L-moments, Trimmed L-moments, L-comoments, and Many Distributions
Description
The package implements the statistical theory of L-moments including
L-moment estimation, probability-weighted moment estimation, parameter estimation
for numerous familiar and not-so-familiar distributions, and L-moment estimation
for the same distributions from the parameters. L-moments are derived from the
expectations of order statistics and are linear with respect to the probability-
weighted moments. L-moments are directly analogous to the well-known product
moments; however, L-moments have many advantages including unbiasedness,
robustness, and consistency with respect to the product moments. This package
is oriented around the FORTRAN algorithms of J.R.M. Hosking, and the
nomenclature for many of the functions parallels that of the Hosking library.

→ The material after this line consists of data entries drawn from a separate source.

PR #5055, opened 2020-11-30
Feat shed add base64

zgfzgf:
add base64
now  remove LOTUS_STORAGE_PATH  in order to remove it in lotus-miner  later 
add -d


magik6k:
This isn't needed, basically all systems have `base64` util installed

PR #5060, opened 2020-11-30
client list-asks --by-ping

magik6k:


cli/client.go
```diff
@@ -1308,9 +1327,19 @@ loop:
 					return
 				}
 
+				rt := time.Now()
+
+				_, err = api.ClientQueryAsk(ctx, *mi.PeerId, miner)
+				if err != nil {
+					return
+				}
```
magik6k, line 1335: We could implement this using libp2p ping, but that requires exposing it on the API..

With this I'm getting 20-30ms pings to peers in the EU, so I'd say it's good enough for now

dirkmc (approved):
LGTM 👍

However, numerous extensions are made to aid in expand of the breadth and ease
of L-moment application. Much theoretical extension of L-moment theory has
occurred in recent years. E.A.H. Elamir and A.H. Seheult have developed the
trimmed L-moments, which are implemented in this package. Further, recent
developments by Robert Serfling and Peng Xiao have extended L-moments into
multivariate space; the so-called sample L-comoments are implemented here. The
supported distributions with moment type shown as L (L-moments) or TL (trimmed
L-moments) and additional support for right-tail censoring ([RC]) include:
Cauchy(TL), Exponential(L), Gamma(L), Generalized Extreme Value(L),
Generalized Lambda(L & TL), Generalized Logistic (L), Generalized Normal(L),
Generalized Pareto(L[RC] & TL), Gumbel(L), Normal(L), Kappa(L),
Pearson Type III(L), Reverse Gumbel(L[RC]), Wakeby(L), and Weibull(L).